Dr. Deanne Mohr, a music professor at Winona State University, held her annual faculty piano recital in the Dufresne Performing Arts Center on Tuesday, March 31. The recital hall was full of students, faculty, and community members who listened attentively to Dr. Mohr’s music. She played a few shorter pieces, but the culmination of her performance was her final eighteen movement piece composed by Robert Shumann called Davidsbundlertanze that was paired with a presentation on the tragic love story between the composer and his wife.
“I like to think of it as an educational kind of recital. I always try to do things that maybe I think people maybe haven’t heard before, or I think that they really should hear,” Mohr says. She picks her music based on what she likes to play, what she is interested in, and what she wants her students to hear. “I have to admit—at this point, I have kind of a bucket list,” Mohr says. She picks songs to perform that she has always wanted to play, and this recital was no exception.
Mohr has a busy schedule during the school year—she teaches, performs in concertos with orchestras, participates in chamber concerts, plays collaborative piano, and more. Because of this, she saves a lot of her solo work for the summer and then comes back to her recital pieces as her performance gets closer. “It’s nice to kind of get something learned and then leave it a bit, and then you come back to it and say, okay, have my opinions about this changed and how’s it feeling now? A lot of times, the things that we find difficult kind of magically disappear in the midst of time,” Mohr says.
Mohr also hopes that students take something away from her recital. “I really hope that they want to hear more from the composers that I perform, and be interested in attending more live music…We have so many really great musicians on campus and in the area, and I think the more students listen, the more inspired they can be to find the thing that’s the right fit for them,” Mohr says. When students hear music they like, they become more engaged and interested in learning what else is out there.
Second-year elementary education student, Brynn Semeizer, attended the recital to supplement her music class she is taking this semester.
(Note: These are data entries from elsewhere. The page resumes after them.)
PR #202, opened 2026-05-27
docs: fix Sprint 3 chapter cross-links + register chapter 13 in mintlify sync

r-marques:
## Summary

Two doc issues visible on the live Mintlify site after the v1.9.0 release:

1. **\"Chapter N\" wording in cross-links** — readers only see page titles on Mintlify, no chapter numbers. Rewrite to use page-title references.
2. **Chapter 13 was silently skipped by the mintlify sync** — \`scripts/convert_to_mintlify.py\`'s FILE_MAPPING/LINK_MAPPING stopped at chapter 12. The v1.9.0 sync workflow ran successfully but emitted no MDX for chapter 13, and left the raw \`./13-langsmith-deployment.md\` link (with \`.md\` extension) in the converted chapter 12 page.

## Changes

- \`docs/api/12-langchain-integration.md\` — cross-link references LangSmith Deployment by page title, not chapter number.
- \`docs/api/13-langsmith-deployment.md\` — all four \"chapter N\" references rewritten to page-title references. Hash-anchor link dropped (the converter regex doesn't preserve fragments) in favor of prose pointing at the section by name.
- \`scripts/convert_to_mintlify.py\` — chapter 13 added to FILE_MAPPING + LINK_MAPPING.

## Verification

Locally ran the converter and confirmed:
- \`langchain-module.mdx\` links to \`/docs/api-reference/python/langsmith-deployment-module\` (no \`.md\`)
- \`langsmith-deployment-module.mdx\` generated, all internal links resolved
- No remaining \"chapter\" wording in either converted MDX

## Follow-up

A companion docs_mintlify PR will backfill the missing MDX + nav entry for the v1.9.0 release that's already live. Future v* tags will sync chapter 13 automatically.

### DIFF
--- a/scripts/convert_to_mintlify.py
+++ b/scripts/convert_to_mintlify.py
@@ -12,6 +12,17 @@ import argparse
 from pathlib import Path
 from typing import Optional
 
+# Adding a new chapter requires FOUR edits, not one:
+#   1. Create the source file under `docs/api/<NN>-<slug>.md`.
+#   2. Add an entry to FILE_MAPPING below with `target`, `icon`, and `description`.
+#   3. Add an entry to LINK_MAPPING further down so cross-references convert
+#      to clean Mintlify URLs (the chapter 12 -> chapter 13 link will
+#      otherwise ship to Mintlify with a `.md` suffix visible to readers).
+#   4. Add an entry to `mkdocs.yml`'s nav array so the chapter is reachable
+#      on the published mkdocs site.
+# Missing any of (2)-(4) silently no-ops on the next mintlify sync — the
+# chapter exists upstream but never reaches docs_mintlify. PR #202 was the
+# v1.9.0 retroactive fix for chapter 13 missing exactly this set of edits.
 # Mapping of source files to target names and metadata
 FILE_MAPPING = {
     "01-installation.md": {
--- a/scripts/convert_to_mintlify.py
+++ b/scripts/convert_to_mintlify.py
@@ -74,6 +74,11 @@ FILE_MAPPING = {
         "icon": "link-simple",
         "description": "Decorator, helpers, and exceptions for protecting LangChain and LangGraph tools",
     },
+    "13-langsmith-deployment.md": {
+        "target": "langsmith-deployment-module.mdx",
+        "icon": "graduation-cap",
+        "description": "Starlette middleware for gating a LangGraph agent deployed to LangSmith Deployment with x402",
+    },
 }
 
 # Link mapping for internal references
@@ -90,6 +95,7 @@ LINK_MAPPING = {
     "10-a2a-integration.md": "/docs/api-reference/python/a2a-module",
     "11-x402.md": "/docs/api-reference/python/x402-module",
     "12-langchain-integration.md": "/docs/api-reference/python/langchain-module",
+    "13-langsmith-deployment.md": "/docs/api-reference/python/langsmith-deployment-module",
 }
 
 
--- a/docs/api/12-langchain-integration.md
+++ b/docs/api/12-langchain-integration.md
@@ -4,7 +4,7 @@ This guide covers the LangChain and LangGraph integration shipped in the `[langc
 
 For the conceptual walk-through (two integration approaches, the discovery-first flow, dynamic credits patterns), see the [LangChain integration guide](/docs/integrate/add-to-your-agent/langchain). For a runnable end-to-end demo, see the [`langchain-paid-agent-py`](https://github.com/nevermined-io/tutorials/tree/main/langchain-paid-agent-py) tutorial.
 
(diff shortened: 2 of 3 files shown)


scripts/convert_to_mintlify.py
```diff
@@ -74,6 +74,11 @@
         "icon": "link-simple",
         "description": "Decorator, helpers, and exceptions for protecting LangChain and LangGraph tools",
     },
+    "13-langsmith-deployment.md": {
+        "target": "langsmith-deployment-module.mdx",
```
aaitor, line 89: **LOW — Adding a new chapter requires four edits, not one — worth a comment near the mappings.**

This PR is the second time chapter 13's mintlify wiring was missed (the v1.9.0 sync emitted no MDX for it). The chapter file lives in `docs/api/`, but the dual `FILE_MAPPING` + `LINK_MAPPING` here and the nav entry in `mkdocs.yml` are independent edits that all need to happen together. Same class of footgun as the migration / env-var dual-edits called out in CLAUDE.md.

No code change needed in this PR; one comment block at the top of `FILE_MAPPING` documenting the touchpoints would prevent the next miss:

```python
# Adding a new chapter requires THREE edits, not one:
#   1. Create the source file under `docs/api/<NN>-<slug>.md`.
#   2. Add an entry here with `target`, `icon`, and `description`.
#   3. Add an entry to `LINK_MAPPING` below so cross-references convert.
#   4. Add an entry to `mkdocs.yml`'s nav array.
# Missing any of (2)-(4) silently no-ops on the next mintlify sync (the
# chapter exists upstream but never reaches docs_mintlify). PR #202 was
# the v1.9.0 retroactive fix for chapter 13 missing all three.
```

She notes that she enjoyed the performance, especially getting to read the love story while listening to the accompanying music. “At the end, I felt a lot of emotions. I felt sad. I felt happy. A lot was told in that ending,” Semeizer says. “I felt like I could visualize it…without the sound and music, I wouldn’t be able to know how the people were feeling.”
Mohr says, “Music is something that really can speak to everyone and belongs to everyone, and I think that everyone should have the opportunity to enjoy or do music in some way…it’s the thing that connects us all.”